Die Universitätsklinik für Neurologie am Inselspital Bern ist die grösste neurologische Klinik der Schweiz. Sie bietet ein breites Spektrum an medizinischen Leistungen, von der neurologischen Grundversorgung bis hin zur hochspezialisierten Medizin.

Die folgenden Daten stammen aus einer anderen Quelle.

PR #478, opened 2019-12-12
Proxy refactoring 

basilisk487:
- Complete queue pipeline refactoring: instead of a single queue for the entire proxy,  each port + data type combination has its own queue
- Update tape library to 2.0 that no longer has the 1GB per file limitation
- To reduce contention, retryThreads is no longer configurable separately, there is 1 to 1 affinity between senders and queues; and timing priority is controlled by a master thread that gives queues that have the “oldest” data a boost. 
- Separate configurable rate limits for points/histograms/sourceTags/events/spans/spanLogs
- Config properties refactored out of AbstractAgent into a separate class
- Code de-duping and cruft cleanup 
- Unit test coverage improved


proxy/src/main/java/com/wavefront/agent/ProxyCheckinScheduler.java
```diff
@@ -0,0 +1,264 @@
...
+          if (succesfulCheckins.get() == 0) {
+            logger.warning("Aborting start-up");
+            System.exit(-5);
+          }
+          break;
+        case 407:
+          checkinError("HTTP 407 Proxy Authentication Required: Please verify that " +
+              "proxyUser and proxyPassword settings are correct and make sure your HTTP proxy" +
+              " is not rate limiting!");
+          break;
```
MikeMcMahon: Candidate for 407 since changing proxyUser and proxyPassword requires restart anyhow (like 405 which is likely a misconfiguration)

proxy/src/main/java/com/wavefront/agent/ProxyUtil.java
```diff
@@ -0,0 +1,189 @@
...
+        } catch (IOException e) {
+          logger.log(Level.SEVERE, "Cannot read from " + proxyIdFile, e);
+          System.exit(1);
+        }
+      } else {
+        logger.severe(proxyIdFile + " is not a file!");
+        System.exit(1);
+      }
+    } else {
+      logger.info("Proxy Id created: " + proxyId);
```
MikeMcMahon: would this make more sense after the try/catch since each startup would potentially then create a new proxyId (unless the file was manually created, and this is intended as a means to give the user a way to bypass failing permissions??)

proxy/src/main/java/com/wavefront/agent/ProxyUtil.java
```diff
@@ -0,0 +1,189 @@
...
+   * are much higher, so we use a random 32bit hex string instead.
+   *
+   * @return unique process identifier string
+   */
+  static String getProcessId() {
+    try {
+      final String runtime = ManagementFactory.getRuntimeMXBean().getName();
+      if (runtime.indexOf("@") >= 1) {
+        long id = Long.parseLong(runtime.substring(0, runtime.indexOf("@")));
+        if (id > 1000) {
```
MikeMcMahon: 1000 is arbitrary, since pids are assigned based on request, ofc in a containerized environment the pid will almost always be 1 as the proxy will be the first and basically only thing running on the container (or should be).  Other environments it's a mixed bag based on the OS and what is running.  If collisions are a problem maybe the pid isn't best choice and best choice is just the random hex below.  1 and 0 are reserved (most of the time) and anything after that is fair game, though most of the low numbers will be consumed by low level kernel processes and other system services that start well before other services.

proxy/src/main/java/com/wavefront/agent/channel/ChannelUtils.java
```diff
@@ -97,6 +82,53 @@ public static void writeHttpResponse(final ChannelHandlerContext ctx,
...
+                                       boolean keepAlive) {
+    // Decide whether to close the connection or not.
+    if (keepAlive) {
+      // Add keep alive header as per:
+      // - http://www.w3.org/Protocols/HTTP/1.1/draft-ietf-http-v11-spec-01.html#Connection
+      response.headers().set(HttpHeaderNames.CONNECTION, HttpHeaderValues.KEEP_ALIVE);
+      ctx.write(response);
+    } else {
+      ctx.write(response);
+      ctx.writeAndFlush(Unpooled.EMPTY_BUFFER).addListener(ChannelFutureListener.CLOSE);
```
MikeMcMahon: can this just be collapsed into a single writeAndFlush() call?

proxy/src/main/java/com/wavefront/agent/queueing/RetryTaskConverter.java
```diff
@@ -0,0 +1,123 @@
...
+            }
+            return (T) objectMapper.readValue(stream, DataSubmissionTask.class);
+          } catch (Throwable t) {
+            logger.warning("Unable to restore persisted task: " + t);
+          }
+        } else {
+          logger.warning("Unable to restore persisted task - corrupted header, ignoring");
+        }
+      } else {
+        logger.warning("Unable to restore persisted task - corrupted header, ignoring");
```
MikeMcMahon: wouldn't this be more specific to say missing header as the bytes to read would be 0?

basilisk487: Agreed

proxy/src/main/java/com/wavefront/agent/ProxyUtil.java
basilisk487: useless trivia fact: in container envs with our proxy image the pid is almost always 15 (occasionally it's off by 1).
but in general i agree, let's stick to random hex.

proxy/src/main/java/com/wavefront/agent/ProxyUtil.java
basilisk487: By default we use ephemeral mode which generates new proxy id at each startup, it just doesn't persist it in a file. A new proxy ID is only valid if it's been associated with a valid token with proper permissions.

proxy/src/main/java/com/wavefront/agent/channel/ChannelUtils.java
basilisk487: yup.

proxy/src/main/java/com/wavefront/agent/ProxyUtil.java
```diff
@@ -0,0 +1,165 @@
...
+import io.netty.channel.ChannelHandler;
+import io.netty.channel.ChannelInitializer;
+import io.netty.channel.ChannelPipeline;
+import io.netty.channel.socket.SocketChannel;
+import io.netty.handler.timeout.IdleStateHandler;
+
+import javax.annotation.Nullable;
+import java.io.File;
+import java.io.IOException;
+import java.lang.management.ManagementFactory;
```
kentwang929: unused import

basilisk487: fixed

proxy/src/main/java/com/wavefront/agent/config/Configuration.java
```diff
@@ -15,14 +15,15 @@ protected void ensure(boolean b, String message) throws ConfigurationException {
 
   public abstract void verifyAndInit() throws ConfigurationException;
 
-  private static ObjectMapper objectMapper = new ObjectMapper();
+  private static final ObjectMapper objectMapper = new ObjectMapper();
```
panghy: OBJECT_MAPPER

proxy/src/main/java/com/wavefront/agent/config/Configuration.java
```diff
@@ -15,14 +15,15 @@ protected void ensure(boolean b, String message) throws ConfigurationException {
...
 
   @Override
   public String toString() {
     try {
       return objectMapper.writeValueAsString(this);
     } catch (JsonProcessingException e) {
-      return super.toString();
+      throw new RuntimeException(e);
+      //return super.toString();
```
panghy: remove

proxy/src/main/java/com/wavefront/agent/handlers/SourceTagSenderTask.java
```diff
@@ -0,0 +1,118 @@
...
+            default:
+          }
+        } else {
+          final List<SourceTag> remainingItems = new ArrayList<>();
+          iterator.forEachRemaining(remainingItems::add);
+          undoBatch(remainingItems);
+          // if proxy rate limit exceeded, try again in 1/4..1/2 of flush interval
+          // to introduce some degree of fairness.
+          nextRunMillis = (int) (1 + Math.random()) * nextRunMillis / 4;
+          throttledLogger.info("[" + handlerKey.getHandle() + " thread " + threadId +
```
panghy: in cases like this, can we use a function instead? maybe not for this CR but constructing these strings and evaluating Math.random() for something that could potentially be dropped due to throttling is just plain inefficient

proxy/src/main/java/com/wavefront/agent/listeners/WriteHttpJsonPortUnificationHandler.java
```diff
@@ -161,7 +153,7 @@ private void reportMetrics(JsonNode metrics) {
         } else {
           builder.setValue(value.asLong());
         }
-        List<ReportPoint> parsedPoints = Lists.newArrayListWithExpectedSize(1);
+        List<ReportPoint> parsedPoints = Lists.newArrayListWithCapacity(1);
```
panghy: can just do new ArrayList<>(1) these days

panghy: or just use List.of()

proxy/src/main/java/com/wavefront/agent/preprocessor/PreprocessorUtil.java
```diff
@@ -83,19 +82,36 @@ public static String expandPlaceholders(String input, @Nonnull Span span) {
...
+    switch (actionSubtype) {
+      case TRUNCATE:
+        return input.substring(0, maxLength);
+      case TRUNCATE_WITH_ELLIPSIS:
+        return input.substring(0, maxLength - 3) + "...";
+      default:
+        return input;
+    }
+  }
+
```
panghy: blank line

proxy/src/main/java/com/wavefront/agent/preprocessor/PreprocessorUtil.java
```diff
@@ -83,19 +82,36 @@ public static String expandPlaceholders(String input, @Nonnull Span span) {
...
+   * @return truncated string
+   */
+  public static String truncate(String input, int maxLength, LengthLimitActionType actionSubtype) {
+    switch (actionSubtype) {
+      case TRUNCATE:
+        return input.substring(0, maxLength);
+      case TRUNCATE_WITH_ELLIPSIS:
+        return input.substring(0, maxLength - 3) + "...";
+      default:
+        return input;
```
panghy: throw

proxy/src/main/java/com/wavefront/agent/data/EntityProperties.java
```diff
@@ -0,0 +1,147 @@
...
+   * @return true if we should split on pushback
+   */
+  boolean isSplitPushWhenRateLimited();
+
+  /**
+   * Get base in seconds for retry thread exponential backoff.
+   *
+   * @return exponential backoff base value
+   */
+  double getRetryBackoffBaseSeconds();
```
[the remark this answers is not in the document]
basilisk487: The idea was to support overrides to initially configured values when these parameters are controlled by the backend; and setting it to null would make it revert to the original value:
```
    @Override
    public int getItemsPerBatch() {
      return ObjectUtils.firstNonNull(itemsPerBatch, getItemsPerBatchOriginal());
    }

    @Override
    public void setItemsPerBatch(@Nullable Integer itemsPerBatch) {
      this.itemsPerBatch = itemsPerBatch;
    }
```

 It felt that using `null` to revert to the original value was a more elegant approach than creating separate "revert" methods. Also, this approach is in line with AgentConfiguration, where properties become null when these parameters are no longer controlled by the backend.

proxy/src/main/java/com/wavefront/agent/handlers/SourceTagSenderTask.java
basilisk487: Fixed by switching to Supplier<String> instead.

Insel Gruppe: Ein umfassendes Gesundheitsnetzwerk
Die Insel Gruppe bildet mit dem Inselspital, Universitätsspital Bern, den Spitälern Riggisberg, Aarberg, Belp und dem Berner Reha Zentrum Heiligenschwendi das grösste medizinische Vollversorgungssystem der Schweiz. Dieses System deckt ein breites Spektrum an medizinischen Bedürfnissen ab, von der Spitzenmedizin bis zur Grundversorgung.
Universitätsklinik für Neurologie: Schwerpunkte und Angebote
Die Universitätsklinik für Neurologie zeichnet sich durch ihre hohe Interdisziplinarität und ihre vielfältigen Schwerpunkte aus. Zu den wichtigsten Bereichen gehören:
- Stroke Center: Eine spezialisierte Einheit für die Behandlung von Schlaganfällen.

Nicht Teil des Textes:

PR #479, opened 2019-12-30
custom tracing port

djia-vm-wf:


proxy/src/main/java/com/wavefront/agent/listeners/tracing/CustomTracingPortUnificationHandler.java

- Neurologische Notfallmedizin: Akutversorgung neurologischer Notfälle.
- Bewegungsstörungen: Expertise in der Behandlung von Bewegungsstörungen wie Morbus Parkinson, inklusive tiefer Hirnstimulation.
- Schlaf-Wach-Epilepsie-Zentrum: Diagnostik und Therapie von Schlafstörungen und Epilepsie.
Jährlich werden über 30'000 Patient:innen ambulant und stationär behandelt.
Tiefe Hirnstimulation bei Depression
Ein interdisziplinäres Ärzteteam des Universitären Neurozentrums Bern hat am Inselspital erstmals eine tiefe Hirnstimulation bei einer depressiven Patientin durchgeführt. Dieses Verfahren hat sich in den letzten zehn Jahren in der Behandlung von Bewegungsstörungen wie Morbus Parkinson etabliert. Das Inselspital blickt auf eine lange Tradition in diesem Bereich zurück: 1998 wurde die erste Patientin mit der Technik der tiefen Hirnstimulation behandelt.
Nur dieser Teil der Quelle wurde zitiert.